В трубке стукнуло, пискнуло, и разговор прервался. Странная это была беседа. Односторонняя. Я аккуратно положила мобильник на место и вернулась к хомяку.
Заманчивое предложение, нечего сказать. Заманчивое и странное. Конечно, ни в какое антикафе с дурацким названием я не собиралась.
Ровно в половине девятого я вошла в «Боров». Распашные дверцы а-ля летучая мышь звонко стукнули за моей спиной. Антикафе оказалось стилизовано под салун – одно из тех заведений, для убранства которого было использовано огромное количество халявного старья. Дешево, но со вкусом – в «Борове» явно поработал хороший дизайнер.
Стук дверец призвал из темных глубин зала молодого официанта.
– Вам столик для курящих? – подобострастно осклабился он.
– Спасибо, – ответила я невпопад, пытаясь хоть что-то разглядеть в полумраке, – меня тут должны ждать.
Только сейчас до меня дошло, что я совершенно не в курсе, как выглядит Артист. Воображение рисовало взлохмаченную личность с патлами до плеч и в модном пальто нараспашку. Однако богема канула в прошлое – современные артисты одевались куда более строго. Впрочем, театр, кино и музыка превратились в прикладные виды деятельности, ничем не отличающиеся от любой другой работы. То же ремесло – но под видом искусства.
Ругая себя за глупость, я потянула из кармана мобильник и набрала последний номер из входящих. Где-то в недрах заведения раздалась мелодия.
– Извините, – официант ретировался. Я присела за первый попавшийся стол. В ухо летели длинные гудки. Весь зал был погружен в темноту, только над далекой стойкой мерцали тусклые лампочки.
– Слушаю! – наконец отозвался знакомый запыхавшийся голос.
– Вы звонили мне сегодня днем, – начала я, – по поводу текста…
– Да! – чуть не выкрикнул Артист, – вы в кафе?
– Так точно. Бежевый плащ, светлые во…
– Не кладите трубку! – перебил он, – я сейчас!
За стойкой что-то загремело, хлопнула дверь, раздались спешные шаги, и передо мной снова вырос давешний официант с трубкой в руке.
Секунду мы смотрели друг на друга. Потом он медленно отнял мобильник от уха и нажал отбой.
– Так вам столик для курящих?.. – зачем-то спросил официант и издал истерический смешок.
– Не курю, – отозвалась я и невольно улыбнулась.
– Может, выпьете? – он внезапно снова засуетился, – пойдемте к стойке, пойдемте!
Его цепкие длинные пальцы ухватили меня за рукав пальто и потащили сквозь темноту. Спотыкаясь о неровности пола, я чертыхалась и отчаянно щурилась на мерцающие лампочки – проклятые не давали и капли света. Судя по всему, кроме нас двоих больше никто не почтил присутствием это странное антикафе. Действительно странное. Ведь посетитель, покупатель – Клиент, царь и бог современного общества, был не просто на вес обесцененного золота, а буквально жизненно необходим каждому. Будь ты барменом, владельцем розничного магазина или автомойщиком. Нет клиентов – нет продаж. Нет продаж – нет рентабельности. И, следовательно, ты бесполезен для общества. А если ты бесполезен, то не имеешь права на жизнь – на потребление общественных благ, поскольку тебе нечего дать обществу взамен.
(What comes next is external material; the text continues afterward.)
Issue #188, opened 2023-10-30
How to handle multiaxes controllers with a priori unknown number of axes


rgeneaux:
Hi,
There is a question I've ran into when writing several actuators plugins, and i'd like to know if someone has an opinion.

Из-за тебя страдают другие, в тебе, как в черной дыре, пропадают втуне те самые блага. Каждый, кто не согласен, способен только разрушать общество изнутри.
Официант, он же, видимо, бармен, суетился за покрытой пылью стойкой, старательно протирая ее середину. Передо мной, как по волшебству, появился истрепанный листок меню и стакан с прозрачной жидкостью. Жидкость отсвечивала зеленым.
– Ядовитое пойло, – подмигнул мне официант, бросая рядом со стаканом блюдце, полное сомнительного вида сухариков.
Ремарка не прибавила мне желания выпить.
– А съедобное что-нибудь есть? – спросила я, незаметно отодвигая пальчиком стакан с пойлом.
– Все перед вами, – веселился официант. Мой приход, судя по всему, стал для него приятной неожиданностью. Он повернулся ко мне, облокотившись на стойку с другой стороны, и я впервые смогла рассмотреть его лицо.
Худое, с болезненно запавшими щеками, оно казалось изможденным в жидком свете ламп. Черные гладкие волосы, кое-как собранные в конский хвост, явно не знали шампуня. Из-под тонких бровей пронзительным, нервным огнем горели глубоко посаженные глаза. Они обшаривали мое лицо, не задерживаясь нигде дольше, чем на миг. Официанта можно было бы принять за представителя канувшей в лету богемы – если бы не этот беспокойный, блуждающий взгляд.